Dual carbonate clumped isotopes (Δ47-Δ48) constrains kinetic effects and timescales in peridotite-associated springs at the Cedars, Northern California

The Cedars is an area in Northern California with a chain of highly alkaline springs resulting from CO2-charged meteorological water interacting with a peridotite body. Serpentinization resulting from this interaction at depth leads to the sequestration of various carbonate minerals into veins accompanied by a release of Ca2+ and OH(-)enriched water to the surface, creating an environment which promotes rapid precipitation of CaCO3 at surface springs. This environment enables us to apply the recently developed Delta(47)-Delta(48) dual clumped isotope analysis to probe kinetic isotope effects (KIEs) and timescales of CO2 transformation in a region with the potential for geological CO2 sequestration. We analyzed CaCO3 recovered from various localities and identified significant kinetic fractionations associated with CO2 absorption in a majority of samples, characterized by enrichment in Delta(47) values and depletion in Delta(48) values relative to equilibrium.

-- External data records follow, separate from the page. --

PR #1298, opened 2024-09-16
SAP-129: Saving Collection Permissions ACLs is removing all but 20 selected collections

cgokey:
# Overview

### What is the feature?

There is a bug in the PermissionForm where it would only load the first 20 selected collections, even though the user may have had 100s.   As a result, when the user saved the permission form, it would only save the first 20 resulting in the rest of the collections be removed from the ACL.

### What is the Solution?

As a temporary solution, I've bumped up the limit parameter to graphql to pull up to 2000 collections.   I've also bumped up the available collections limit to 100, as users where stating that 20 was not large enough list size, due to some searches by short name having more than 20.

A permanent solution to this ticket will be to support more than 2000 selected collections but will require a bit more work.   Also the users would like the search within available collections to be more than just short name.

The collection permissions form.

# Testing

Find a collection permission with more than 20 selected collections and verify you can see them all in the selected collections pane.   Also verify the available collections pane shows 100 filtered collections.

# Checklist

### DIFF
--- a/static/src/js/components/CollectionSelector/__tests__/CollectionSelector.test.jsx
+++ b/static/src/js/components/CollectionSelector/__tests__/CollectionSelector.test.jsx
@@ -29,7 +29,11 @@ const setup = ({
       [{
         request: {
           query: GET_PERMISSION_COLLECTIONS,
-          variables: {}
+          variables: {
+            params: {
+              limit: 100
+            }
+          }
         },
         result: {
           data: {
@@ -229,7 +233,7 @@ describe('CollectionSelector', () => {
               params: {
                 options: { shortName: { pattern: true } },
                 shortName: 'C*',
-                limit: 20
+                limit: 100
               }
             }
           },
@@ -266,7 +270,7 @@ describe('CollectionSelector', () => {
 
       await user.type(searchField, 'C')
 
-      expect(await screen.findByText('Showing 1 items')).toBeInTheDocument()
+      expect(await screen.findByText('Showing 2 items')).toBeInTheDocument()
     })
   })
 
@@ -297,7 +301,7 @@ describe('CollectionSelector', () => {
             variables: {
               params: {
                 keyword: 'Col',
-                limit: 20
+                limit: 100
               }
             }
           },
--- a/static/src/js/components/PermissionForm/PermissionForm.jsx
+++ b/static/src/js/components/PermissionForm/PermissionForm.jsx
@@ -220,7 +220,10 @@ const PermissionForm = () => {
   const { data } = useSuspenseQuery(GET_COLLECTION_FOR_PERMISSION_FORM, {
     skip: conceptId === 'new',
     variables: {
-      conceptId
+      conceptId,
+      params: {
+        limit: 2000
+      }
     }
   })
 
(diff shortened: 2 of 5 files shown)


static/src/js/components/CollectionSelector/__tests__/CollectionSelector.test.jsx
```diff
@@ -229,7 +233,7 @@ describe('CollectionSelector', () => {
               params: {
                 options: { shortName: { pattern: true } },
                 shortName: 'C*',
-                limit: 20
+                limit: 100
```
jceaser, line 236: why 100 and not bigger?

static/src/js/components/PermissionForm/PermissionForm.jsx
```diff
@@ -220,7 +220,10 @@ const PermissionForm = () => {
   const { data } = useSuspenseQuery(GET_COLLECTION_FOR_PERMISSION_FORM, {
     skip: conceptId === 'new',
     variables: {
-      conceptId
+      conceptId,
+      params: {
+        limit: 2000
```
jceaser, line 225: so this is 2000, but the others are 100?

dmistry1 (approved):

jceaser (approved):
Approved, but I ask you consider why 100 is used.

static/src/js/components/CollectionSelector/__tests__/CollectionSelector.test.jsx
cgokey: Just makes a very large list, 100 was 5x more than what was previously used, so I figured I was pushing the UI/UX concept of that box as it was.

cgokey: The real solution is to allow better search criteria, right now it is just short name.

static/src/js/components/PermissionForm/PermissionForm.jsx
cgokey: Yeah this was the query that resulted in the corrupting ACLs.  before it only pulled in 20 and then if the user saved, it would only save 20 even though they had 100s in the database

static/src/js/components/CollectionSelector/__tests__/CollectionSelector.test.jsx
jceaser: what is the cost in supporting 2000?

cgokey: I think it is more of a usability issue vs cost.  smaller list, easier to find results, etc.

mandyparson (approved):

static/src/js/components/PermissionForm/PermissionForm.jsx
jceaser: answered in person

static/src/js/components/CollectionSelector/__tests__/CollectionSelector.test.jsx
jceaser: answered in person.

Surface floes exhibited the largest KIEs (Delta(47): 0.163%,Delta Delta(48): -0.761%). Surface floe samples begin to precipitate out of solution within the first hour of CO2 absorption, and the dissolved inorganic carbon (DIC) pool requires a residence time of >100 h to achieve isotopic equilibria. The Delta(48)/Delta(47) slope of samples from the Cedars ( -3.223 +/- 0.519) is within the range of published theoretical values designed to constrain CO2 hydrolysis-related kinetic fractionation ( -1.724 to -8.330). The Delta(47)/delta O-18 slope ( -0.009 +/- 0.001) and Delta(47)/delta C-13 slope (-0.009 +/- 0.001) are roughly consistent with literature values reported from a peridotite in Oman of -0.006 +/- 0.002 and -0.005 +/- 0.002, respectively. The consistency of slopes in the multi-isotope space suggests the Delta(47)-Delta(48) dual carbonate clumped isotope framework can be applied to study CO2-absorption processes in applied systems, including sites of interest for geological sequestration.

Automated summary

The Cedars in Northern California is an area with highly alkaline springs formed by the interaction of CO2-charged meteorological water with a peridotite body. This study applied the Delta(47)-Delta(48) dual clumped isotope analysis to investigate the kinetic isotope effects and timescales of CO2 transformation in this region, which has the potential for geological CO2 sequestration. Significant kinetic fractionations associated with CO2 absorption were identified, and the study provides important insights into the CO2 sequestration processes.